» **EXERCISE**:
Write back every record verbatim.
┄┄┄┄┄┄┄┄┄┄
PR #4309, opened 2024-01-30
Fix sharing stuck because of a missing shared ref

nono:
It happens that the job for creating an io.cozy.shared has been lost (stack restart for example), and we need to do something to avoid having the sharing stuck. The most efficient way to do that is to check that the file is actually in the sharing directory, and if it is the case, to create the missing io.cozy.shared.

### DIFF
--- a/model/sharing/upload.go
+++ b/model/sharing/upload.go
@@ -472,10 +472,19 @@ func (s *Sharing) SyncFile(inst *instance.Instance, target *FileDocWithRevisions
 
 	err = couchdb.GetDoc(inst, consts.Shared, sid, &ref)
 	if err != nil {
-		if couchdb.IsNotFoundError(err) {
+		if !couchdb.IsNotFoundError(err) {
+			return nil, err
+		}
+		// XXX It happens that the job for creating the io.cozy.shared has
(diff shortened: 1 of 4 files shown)


model/sharing/upload.go
```diff
@@ -472,10 +472,19 @@ func (s *Sharing) SyncFile(inst *instance.Instance, target *FileDocWithRevisions
...
+		}
+		// XXX It happens that the job for creating the io.cozy.shared has
+		// been lost (stack restart for example), and we need to do
+		// something to avoid having the sharing stuck. The most efficient
+		// way to do that is to check that the file is actually in the
+		// sharing directory, and if it is the case, to create the missing
+		// io.cozy.shared.
+		ref, err = s.fixMissingShared(inst, current)
+		if err != nil {
 			return nil, ErrSafety
```
taratatach, line 486: Why don't we return the error from `fixMissingShared` as it appears some are `ErrSafety` and some are not?

nono: It is safer to return `ErrSafety` if the fix hasn't worked, as it ensured that the caller will retry.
┄┄┄┄┄┄┄┄┄┄
» **RESULT OF THE TASK**:
PR #4309, opened 2024-01-30
Fix sharing stuck because of a missing shared ref

nono:
It happens that the job for creating an io.cozy.shared has been lost (stack restart for example), and we need to do something to avoid having the sharing stuck. The most efficient way to do that is to check that the file is actually in the sharing directory, and if it is the case, to create the missing io.cozy.shared.

### DIFF
--- a/model/sharing/upload.go
+++ b/model/sharing/upload.go
@@ -472,10 +472,19 @@ func (s *Sharing) SyncFile(inst *instance.Instance, target *FileDocWithRevisions
 
 	err = couchdb.GetDoc(inst, consts.Shared, sid, &ref)
 	if err != nil {
-		if couchdb.IsNotFoundError(err) {
+		if !couchdb.IsNotFoundError(err) {
+			return nil, err
+		}
+		// XXX It happens that the job for creating the io.cozy.shared has
(diff shortened: 1 of 4 files shown)


model/sharing/upload.go
```diff
@@ -472,10 +472,19 @@ func (s *Sharing) SyncFile(inst *instance.Instance, target *FileDocWithRevisions
...
+		}
+		// XXX It happens that the job for creating the io.cozy.shared has
+		// been lost (stack restart for example), and we need to do
+		// something to avoid having the sharing stuck. The most efficient
+		// way to do that is to check that the file is actually in the
+		// sharing directory, and if it is the case, to create the missing
+		// io.cozy.shared.
+		ref, err = s.fixMissingShared(inst, current)
+		if err != nil {
 			return nil, ErrSafety
```
taratatach, line 486: Why don't we return the error from `fixMissingShared` as it appears some are `ErrSafety` and some are not?

nono: It is safer to return `ErrSafety` if the fix hasn't worked, as it ensured that the caller will retry.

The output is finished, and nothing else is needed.